Task instructions: Your answer is a number only: how many lines in the data below contain "async"?

Dataset entries
"""
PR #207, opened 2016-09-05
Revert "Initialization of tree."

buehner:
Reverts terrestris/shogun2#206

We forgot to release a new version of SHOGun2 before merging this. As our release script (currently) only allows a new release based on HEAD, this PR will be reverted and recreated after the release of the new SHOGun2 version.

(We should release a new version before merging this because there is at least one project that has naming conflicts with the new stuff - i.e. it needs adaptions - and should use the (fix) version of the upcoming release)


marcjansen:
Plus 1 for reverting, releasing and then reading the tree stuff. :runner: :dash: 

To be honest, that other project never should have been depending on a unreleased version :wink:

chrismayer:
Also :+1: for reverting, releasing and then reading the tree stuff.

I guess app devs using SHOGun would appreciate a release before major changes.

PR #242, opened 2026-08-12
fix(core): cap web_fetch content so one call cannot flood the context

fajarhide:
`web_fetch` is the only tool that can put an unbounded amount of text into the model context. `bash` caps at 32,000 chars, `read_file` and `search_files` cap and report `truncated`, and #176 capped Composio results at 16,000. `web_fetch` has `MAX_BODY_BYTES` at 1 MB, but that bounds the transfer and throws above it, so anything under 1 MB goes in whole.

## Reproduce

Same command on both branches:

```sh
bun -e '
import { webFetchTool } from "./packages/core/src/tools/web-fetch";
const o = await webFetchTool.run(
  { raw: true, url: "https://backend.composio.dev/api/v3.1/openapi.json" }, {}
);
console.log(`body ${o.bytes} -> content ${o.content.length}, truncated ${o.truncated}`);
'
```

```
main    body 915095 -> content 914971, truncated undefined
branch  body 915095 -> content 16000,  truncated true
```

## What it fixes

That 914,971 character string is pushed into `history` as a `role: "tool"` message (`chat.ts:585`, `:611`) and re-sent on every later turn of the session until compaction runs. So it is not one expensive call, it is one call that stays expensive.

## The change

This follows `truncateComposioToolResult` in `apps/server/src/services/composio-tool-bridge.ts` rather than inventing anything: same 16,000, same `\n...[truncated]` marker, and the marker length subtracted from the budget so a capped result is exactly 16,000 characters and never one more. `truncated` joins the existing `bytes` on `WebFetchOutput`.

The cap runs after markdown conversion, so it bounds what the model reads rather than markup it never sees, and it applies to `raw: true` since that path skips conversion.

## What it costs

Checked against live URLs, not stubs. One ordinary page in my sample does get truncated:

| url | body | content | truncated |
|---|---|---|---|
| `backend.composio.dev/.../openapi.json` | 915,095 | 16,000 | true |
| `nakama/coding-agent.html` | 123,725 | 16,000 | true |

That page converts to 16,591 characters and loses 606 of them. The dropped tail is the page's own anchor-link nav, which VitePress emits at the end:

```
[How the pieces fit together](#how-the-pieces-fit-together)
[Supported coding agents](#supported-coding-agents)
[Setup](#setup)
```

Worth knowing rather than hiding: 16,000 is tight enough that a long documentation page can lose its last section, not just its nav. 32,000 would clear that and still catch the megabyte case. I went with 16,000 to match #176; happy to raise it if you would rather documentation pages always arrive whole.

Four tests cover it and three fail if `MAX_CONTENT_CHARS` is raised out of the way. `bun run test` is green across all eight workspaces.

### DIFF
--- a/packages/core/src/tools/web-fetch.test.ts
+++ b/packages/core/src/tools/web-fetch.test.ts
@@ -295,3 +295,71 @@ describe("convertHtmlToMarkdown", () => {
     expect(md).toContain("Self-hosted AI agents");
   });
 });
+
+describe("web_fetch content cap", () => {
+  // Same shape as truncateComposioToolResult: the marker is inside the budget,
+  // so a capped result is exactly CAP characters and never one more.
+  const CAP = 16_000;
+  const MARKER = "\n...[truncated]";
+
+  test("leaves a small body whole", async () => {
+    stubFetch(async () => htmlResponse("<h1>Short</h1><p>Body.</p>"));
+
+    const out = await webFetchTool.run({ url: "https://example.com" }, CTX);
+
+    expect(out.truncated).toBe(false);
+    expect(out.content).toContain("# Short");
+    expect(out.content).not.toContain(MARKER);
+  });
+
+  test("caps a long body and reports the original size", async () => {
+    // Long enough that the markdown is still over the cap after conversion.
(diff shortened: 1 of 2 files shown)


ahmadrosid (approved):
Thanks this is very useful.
"""
Task answer: 3